Evidence - one of the major components of the trial. It is based on them by wanting to express (prove) the correctness of its position. And the more unexpected is the appearance of evidence, the less chance your opponent will compare the counter. But judicial practice is strictly regulated and to resort to the possibility of unexpected evidence is not so simple.
According to Art. 131 Code of Civil Procedure of Ukraine "The parties must submit their evidence or report them to the court, before or during the preliminary hearing on the case. The evidence submitted within the period prescribed by the court, taking into account the time needed for presentation of evidence. "
But, unfortunately, the trial is difficult to anticipate the need to provide proof may arise after the prior session. For example, the testimony heard in the main meeting, may be invoked or be based on circumstances that may be recognized by the court as evidence. For example: a witness referred to a letter the contents of which can significantly affect the course of the proceedings (say in favor of the plaintiff). How to be in this case?
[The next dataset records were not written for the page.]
PR #7017, opened 2026-05-31
feat(blobv2): support all BlobKind types in blob v2 compact_files

### LINKED ISSUE #6938: feat(blobv2):support for compaction
## Motivation

Datasets containing blob v2 columns (including external reference types) cannot be compacted. Calling `compact_files()` on such datasets raises a decoder error. Additionally, even if the decoder error were bypassed, external references would be incorrectly downgraded to inline/packed storage during re-encoding.

### test code

```python
import lance
import pyarrow as pa
from lance import Blob
import tempfile, os

with tempfile.TemporaryDirectory() as tmp_dir:
    local_file_path = os.path.join(tmp_dir, "external_blob.bin")
    with open(local_file_path, "wb") as f:
        f.write(b"hello world")

    file_uri = f"file://{local_file_path}"
    blob_ref = Blob.from_uri(file_uri, position=0, size=11)

    schema = pa.schema([
        pa.field("id", pa.int32()),
        lance.blob_field("blob")
    ])

    table = pa.table({
        "id": [1, 2, 3],
        "blob": lance.blob_array([blob_ref, blob_ref, blob_ref])
    }, schema=schema)

    ds = lance.write_dataset(
        table, os.path.join(tmp_dir, "test_dataset"),
        schema=schema,
        max_rows_per_file=1,
        data_storage_version="2.2",
        allow_external_blob_outside_bases=True
    )

    ds.optimize.compact_files(num_threads=1)  # 💥 Error
```

### error
```
Invalid user input: there were more fields in the schema than provided column indices / infos, /Users/bytedance/RustProject/community/lance/rust/lance-encoding/src/decoder.rs:454:13
```

yyzhao2025:
feat(blobv2): support all BlobKind types in blob v2 compact_files

`compact_files` did not support blob v2 columns. Running compaction on a dataset with blob v2 columns would corrupt blob data for all `BlobKind` types (Inline, Packed, Dedicated, and External). This PR adds full blob v2 support to the compaction path so that all 4 `BlobKind` types are correctly preserved after `compact_files`.

### Why compaction failed for blob v2

Blob v2 uses a multi-file storage layout where blob payloads live in sidecar `.blob` files and are referenced through a 5-field descriptor struct (kind, position, size, blob_id, blob_uri). The existing compaction path was designed for blob v1's single-file layout and did not account for this:

1. **Binary copy treated blob v2 as opaque bytes.** `can_use_binary_copy` copied raw page data without understanding the descriptor layout, out-of-line buffers, or sidecar file references. This lost the relationship between descriptors and their `.blob` files for Packed/Dedicated blobs, produced `size=0` for Inline blobs, and broke External blob URI resolution since `base_id` references to manifest `base_paths` were not preserved in the new fragment context.

2. **Re-encode path received only descriptors, no actual blob data.** `prepare_reader` used the default `BlobsDescriptions` mode, which unloads blob v2 columns into their descriptor view. Without actual blob bytes, `BlobPreprocessor` re-encoding produced `size=0` for all non-External kinds, and External blob URIs could not be correctly resolved without the original `base_id` → `base_paths` mapping.

3. **Descriptor-format pass-through branches were incorrect.** `BlobPreprocessor` and `BlobV2StructuralEncoder` had branches intended to handle descriptor-only data, but these produced wrong output without backing `.blob` files.

### Changes

- **Disable binary copy for all blob columns** in `can_use_binary_copy`, preventing raw page-level copying that ignores blob v2's multi-file layout.
- **Add `with_row_addr()` in `prepare_reader`** for blob v2 datasets, enabling row-address-based access to actual blob data via `take_blobs_by_addresses`.
- **Add `transform_blob_v2_batch`** to read real blob data per-row and convert descriptor columns to the `Struct<data, uri, position, size>` user-view format expected by `BlobPreprocessor` before re-encoding. This function:
  - Classifies each row as Null, External, or DataBlob (Inline/Packed/Dedicated) via `classify_rows`
  - Reads actual blob bytes for DataBlob rows using `take_blobs_by_addresses` (lazy, per-row loading to avoid OOM)
  - Reconstructs absolute URIs for External blobs from `base_id` and manifest `base_paths`
  - Assembles the user-view struct with correct null propagation
- **Remove incorrect descriptor-format handling** from `BlobPreprocessor`
- **Remove incorrect descriptor-format pass-through** from `BlobV2StructuralEncoder`
- **Resolve External blob URIs** by reconstructing absolute paths from `base_id` and manifest `base_paths` during compaction
- **Add shared `BLOB_V2_USER_FIELDS` / `BLOB_V2_USER_TYPE` constants** in `lance-core::datatypes` to eliminate schema hardcoding between the transform and write paths

### Testing

12 new blob v2 compact tests cover all `BlobKind` types and edge cases:

| Scenario | Test |
|---|---|
| External + Inline mixed | `test_compact_blob_v2_preserves_external_references` |
| Inline + Packed + Dedicated | `test_compact_blob_v2_packed_and_dedicated` |
| NULL rows | `test_compact_blob_v2_with_null_rows` |
| Deleted rows not resurrected | `test_compact_blob_v2_deleted_rows_not_resurrected` |
| External + DataBlob mixed | `test_compact_blob_v2_external_and_data_blob_mixed` |
| Multiple blob v2 columns | `test_compact_blob_v2_multiple_blob_columns` |
| External + NULL mixed | `test_compact_blob_v2_external_and_null_mixed` |
| All-NULL / All-External fragments | `test_compact_blob_v2_all_null_and_all_external_fragments` |
| Multiple base_ids | `test_compact_blob_v2_external_with_multiple_base_ids` |
| Large blob lazy loading | `test_compact_blob_v2_large_blobs` |
| BlobKind reclassification | `test_compact_blob_v2_blob_kind_reclassification` |
| Multi-batch processing | `test_compact_blob_v2_multi_batch` |

All tests verify actual blob bytes via `take_blobs`, not just descriptor metadata. 83 optimize tests and 50 blob tests pass with zero clippy warnings on changed files.

## Related Issue
Closes  #6938

### DIFF
--- a/rust/lance/src/dataset/optimize.rs
+++ b/rust/lance/src/dataset/optimize.rs
@@ -93,7 +93,7 @@ use super::transaction::{
     Operation, RewriteGroup, RewrittenIndex, Transaction, TransactionBuilder,
 };
 use super::utils::make_rowid_capture_stream;
-use super::{WriteMode, WriteParams, write_fragments_internal};
+use super::{WriteMode, WriteParams, cleanup_data_fragments, write_fragments_internal};
 use crate::Dataset;
 use crate::Result;
 use crate::dataset::utils::CapturedRowIds;
@@ -1654,26 +1654,39 @@ async fn rewrite_files(
 
     log::info!("Compaction task {}: file written", task_id);
 
-    let row_addrs = if let Some(row_ids_rx) = row_ids_rx {
-        let captured_ids = row_ids_rx
-            .try_recv()
-            .map_err(|err| Error::internal(format!("Failed to receive row ids: {}", err)))?;
-        let row_addrs = captured_ids.row_addrs(None).into_owned();
-        let mut serialized = Vec::with_capacity(row_addrs.serialized_size());
-        row_addrs.serialize_into(&mut serialized)?;
-        Some(serialized)
-    } else {
-        if dataset.manifest.uses_stable_row_ids() {
-            log::info!("Compaction task {}: rechunking stable row ids", task_id);
-            rechunk_stable_row_ids(dataset.as_ref(), &mut new_fragments, &fragments).await?;
-            recalc_versions_for_rewritten_fragments(
-                dataset.as_ref(),
-                &mut new_fragments,
-                &fragments,
-            )
-            .await?;
+    // Wrap in an async block so `?` returns into `row_addrs_result` and we can
+    // run cleanup before propagating the error.
+    let row_addrs_result: Result<Option<Vec<u8>>> = async {
+        if let Some(row_ids_rx) = row_ids_rx {
+            let captured_ids = row_ids_rx
+                .try_recv()
+                .map_err(|err| Error::internal(format!("Failed to receive row ids: {}", err)))?;
+            let row_addrs = captured_ids.row_addrs(None).into_owned();
+            let mut serialized = Vec::with_capacity(row_addrs.serialized_size());
+            row_addrs.serialize_into(&mut serialized)?;
+            Ok(Some(serialized))
+        } else {
+            if dataset.manifest.uses_stable_row_ids() {
+                log::info!("Compaction task {}: rechunking stable row ids", task_id);
+                rechunk_stable_row_ids(dataset.as_ref(), &mut new_fragments, &fragments).await?;
+                recalc_versions_for_rewritten_fragments(
+                    dataset.as_ref(),
+                    &mut new_fragments,
+                    &fragments,
+                )
+                .await?;
+            }
+            Ok(None)
         }
-        None
+    }
+    .await;
+
+    let row_addrs = match row_addrs_result {
+        Ok(v) => v,
+        Err(e) => {
+            cleanup_data_fragments(&dataset.object_store, &dataset.base, &new_fragments).await;
+            return Err(e);
+        }
     };
 
     metrics.files_removed = task
@@ -1995,6 +2008,13 @@ pub async fn commit_compaction(
         None
     };
 
+    // Collect new fragment paths before moving rewrite_groups into the transaction,
+    // so we can clean them up if the commit fails.
+    let all_new_fragments: Vec<Fragment> = rewrite_groups
+        .iter()
+        .flat_map(|g| g.new_fragments.iter().cloned())
+        .collect();
+
     let transaction = TransactionBuilder::new(
         // Use the version at which the compaction tasks were *planned*, not the
         // version of the dataset handle passed to this function.  In distributed
@@ -2013,9 +2033,13 @@ pub async fn commit_compaction(
     .transaction_properties(options.transaction_properties.clone())
     .build();
 
-    dataset
+    if let Err(e) = dataset
         .apply_commit(transaction, &Default::default(), &Default::default())
-        .await?;
+        .await
+    {
+        cleanup_data_fragments(&dataset.object_store, &dataset.base, &all_new_fragments).await;
+        return Err(e);
+    }
 
     Ok(metrics)
 }
@@ -5219,6 +5243,10 @@ mod tests {
             .count()
     }
 
+    /// Site 2 in PR #6320: when `commit_compaction` fails to apply the commit
+    /// after `rewrite_files` has already written new data files, those files
+    /// must be cleaned up. We force the commit failure by injecting an error on
+    /// writes to the `_transactions/` directory.
     #[tokio::test]
     async fn test_commit_compaction_cleans_up_data_on_commit_failure() {
         use crate::dataset::builder::DatasetBuilder;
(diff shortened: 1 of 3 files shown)


yanghua:
@claude review

rust/lance/src/dataset/optimize.rs
```diff
@@ -1643,13 +2013,9 @@ pub async fn commit_compaction(
     .transaction_properties(options.transaction_properties.clone())
     .build();
 
-    if let Err(e) = dataset
+    dataset
```
Xuanwo: This drops the cleanup path added for failed compaction commits. If `apply_commit` fails, the new fragments written by the rewrite are now left behind as orphan data files.

The existing test catches this:

`cargo test -p lance test_commit_compaction_cleans_up_data_on_commit_failure -- --nocapture`

It now fails with `left: 3, right: 2`.

Can we restore the `cleanup_data_fragments` wrapper around `apply_commit` failures, and keep the same cleanup for errors after `write_fragments_internal` has already written new fragments?

Xuanwo (commented):
Thanks for fixing blob v2 compaction. The main path looks good to me, but I found one failure-path regression that should be fixed before merge.

rust/lance/src/dataset/optimize.rs
yyzhao2025: > This drops the cleanup path added for failed compaction commits. If `apply_commit` fails, the new fragments written by the rewrite are now left behind as orphan data files.
> 
> The existing test catches this:
> 
> `cargo test -p lance test_commit_compaction_cleans_up_data_on_commit_failure -- --nocapture`
> 
> It now fails with `left: 3, right: 2`.
> 
> Can we restore the `cleanup_data_fragments` wrapper around `apply_commit` failures, and keep the same cleanup for errors after `write_fragments_internal` has already written new fragments?

@Xuanwo Thanks a lot for the reminder. I accidentally introduced a failure-path regression while resolving conflicts with PR #6320. I have now reverted back to the fixed state of PR #6320.

rust/lance/src/dataset/optimize.rs
```diff
@@ -1643,13 +2013,9 @@ pub async fn commit_compaction(
...
         .apply_commit(transaction, &Default::default(), &Default::default())
-        .await
-    {
-        cleanup_data_fragments(&dataset.object_store, &dataset.base, &all_new_fragments).await;
-        return Err(e);
-    }
+        .await?;
```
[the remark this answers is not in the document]
yyzhao2025: Thanks a lot for the reminder.PR #6320.Now I have now reverted back to the fixed state of PR #6320.

Xuanwo (commented):
Thanks, the main regression I pointed out is fixed now. I think the PR is close; I only have one remaining cleanup issue around blob v2 sidecars.

The original cleanup regression is fixed, but one blob-v2-specific cleanup gap still looks worth fixing before merge: the restored path cleans up the new `.lance` fragment files, while blob v2 rewrites can also create sidecars under `data/{data_file_key}/{blob_id}.blob`. `cleanup_data_fragments` only deletes the fragment `file.path`, so on an `apply_commit` failure with packed/dedicated blobs those sidecars appear to be left for later GC instead of being removed by the failure path.

Can we extend this cleanup to remove blob v2 sidecars for the new fragments too, and add a compact-failure test with packed/dedicated blob v2 data?

yyzhao2025:
> Thanks, the main regression I pointed out is fixed now. I think the PR is close; I only have one remaining cleanup issue around blob v2 sidecars.
> 
> The original cleanup regression is fixed, but one blob-v2-specific cleanup gap still looks worth fixing before merge: the restored path cleans up the new `.lance` fragment files, while blob v2 rewrites can also create sidecars under `data/{data_file_key}/{blob_id}.blob`. `cleanup_data_fragments` only deletes the fragment `file.path`, so on an `apply_commit` failure with packed/dedicated blobs those sidecars appear to be left for later GC instead of being removed by the failure path.
> 
> Can we extend this cleanup to remove blob v2 sidecars for the new fragments too, and add a compact-failure test with packed/dedicated blob v2 data?

@Xuanwo Thanks for the thorough review and for pointing out the blob v2 sidecar gap!
I've pushed an additional commit to address this cleanup issue:
1. Extended cleanup_data_fragments : It now extracts the data_file_key (via file stem) from the newly written .lance files and calls remove_dir_all to safely wipe out any associated .blob sidecar directories generated during the rewrite.
2. Added comprehensive test : Included a new test test_commit_compaction_cleans_up_blob_v2_sidecars_on_commit_failure . It specifically generates both a 100KB (Packed) and a 5MB (Dedicated) blob to ensure both sidecar layouts are fully covered and verified during an injected apply_commit failure.
All tests are passing locally.

Xuanwo (approved):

In this case, the defendant there is a real challenge to exclude the letter from the evidence base of the plaintiff. This is possible if the defendant set (prove) that the plaintiff knew of the existence of the letter (perhaps the plaintiff sign the receipt of a letter or referred to him in official correspondence). Thus the court would be forced to exclude this evidence, in our case the letter, based on Part 2 of Article 131 Code of Civil Procedure of Ukraine plaintiff can not prove that he was unable to provide evidence before or during the preliminary meeting for a good reason.
Proceeding from the above, remember the old Latin proverb: "The evidence is valued for quality, not quantity." In our case You can add: "and for their timeliness"!